┌─ Data

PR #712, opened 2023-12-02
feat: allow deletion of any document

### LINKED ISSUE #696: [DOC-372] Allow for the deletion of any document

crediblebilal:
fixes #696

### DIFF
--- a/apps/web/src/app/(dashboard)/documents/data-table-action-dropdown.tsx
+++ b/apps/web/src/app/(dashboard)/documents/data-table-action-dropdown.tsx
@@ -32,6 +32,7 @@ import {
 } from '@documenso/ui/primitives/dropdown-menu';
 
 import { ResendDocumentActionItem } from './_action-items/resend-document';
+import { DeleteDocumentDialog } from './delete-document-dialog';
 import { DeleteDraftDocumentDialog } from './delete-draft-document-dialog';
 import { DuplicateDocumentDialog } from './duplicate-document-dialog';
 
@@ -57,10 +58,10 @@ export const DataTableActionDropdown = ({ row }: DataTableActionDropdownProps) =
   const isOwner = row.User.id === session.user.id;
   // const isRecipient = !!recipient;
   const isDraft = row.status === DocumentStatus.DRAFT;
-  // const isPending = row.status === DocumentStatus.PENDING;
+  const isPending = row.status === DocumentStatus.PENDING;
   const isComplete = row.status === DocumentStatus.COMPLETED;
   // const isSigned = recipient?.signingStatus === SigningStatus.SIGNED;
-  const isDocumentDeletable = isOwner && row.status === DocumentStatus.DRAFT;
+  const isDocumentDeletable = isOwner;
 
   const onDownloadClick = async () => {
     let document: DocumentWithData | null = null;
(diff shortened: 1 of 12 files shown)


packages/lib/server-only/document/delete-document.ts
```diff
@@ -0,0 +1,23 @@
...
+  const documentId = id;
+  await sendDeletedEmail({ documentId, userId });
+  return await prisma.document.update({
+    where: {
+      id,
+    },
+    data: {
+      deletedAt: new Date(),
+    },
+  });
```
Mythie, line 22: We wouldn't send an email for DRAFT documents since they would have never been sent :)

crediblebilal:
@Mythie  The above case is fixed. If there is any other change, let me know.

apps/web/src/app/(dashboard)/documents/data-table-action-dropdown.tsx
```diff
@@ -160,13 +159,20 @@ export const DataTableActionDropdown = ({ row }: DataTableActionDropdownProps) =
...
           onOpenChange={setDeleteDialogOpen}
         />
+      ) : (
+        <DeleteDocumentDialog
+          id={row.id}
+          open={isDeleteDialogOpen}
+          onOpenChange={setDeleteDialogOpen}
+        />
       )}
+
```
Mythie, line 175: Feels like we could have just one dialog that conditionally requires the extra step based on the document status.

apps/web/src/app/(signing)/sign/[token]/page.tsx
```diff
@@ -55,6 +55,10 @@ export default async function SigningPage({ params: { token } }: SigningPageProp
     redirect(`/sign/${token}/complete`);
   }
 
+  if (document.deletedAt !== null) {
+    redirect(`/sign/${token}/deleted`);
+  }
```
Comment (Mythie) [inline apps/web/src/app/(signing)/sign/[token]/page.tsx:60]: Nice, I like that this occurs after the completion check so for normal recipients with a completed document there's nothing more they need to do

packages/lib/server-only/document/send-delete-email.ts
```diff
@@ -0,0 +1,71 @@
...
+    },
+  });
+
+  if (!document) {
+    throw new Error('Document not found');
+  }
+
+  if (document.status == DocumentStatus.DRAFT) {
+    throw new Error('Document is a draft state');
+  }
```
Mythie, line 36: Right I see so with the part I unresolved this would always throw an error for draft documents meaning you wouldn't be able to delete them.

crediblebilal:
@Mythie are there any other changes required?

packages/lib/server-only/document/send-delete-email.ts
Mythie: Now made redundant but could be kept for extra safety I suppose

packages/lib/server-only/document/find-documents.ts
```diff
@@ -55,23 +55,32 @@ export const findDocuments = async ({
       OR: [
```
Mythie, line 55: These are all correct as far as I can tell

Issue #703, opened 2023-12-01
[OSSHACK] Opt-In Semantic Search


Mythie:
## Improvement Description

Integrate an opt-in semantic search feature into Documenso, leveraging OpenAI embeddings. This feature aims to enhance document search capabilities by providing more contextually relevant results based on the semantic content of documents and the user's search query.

└─

(Aim of the task) What lines in the listing above hold the string "there"? List them.

(Task response)
@Mythie  The above case is fixed. If there is any other change, let me know.
Comment (Mythie) [inline apps/web/src/app/(signing)/sign/[token]/page.tsx:60]: Nice, I like that this occurs after the completion check so for normal recipients with a completed document there's nothing more they need to do
@Mythie are there any other changes required?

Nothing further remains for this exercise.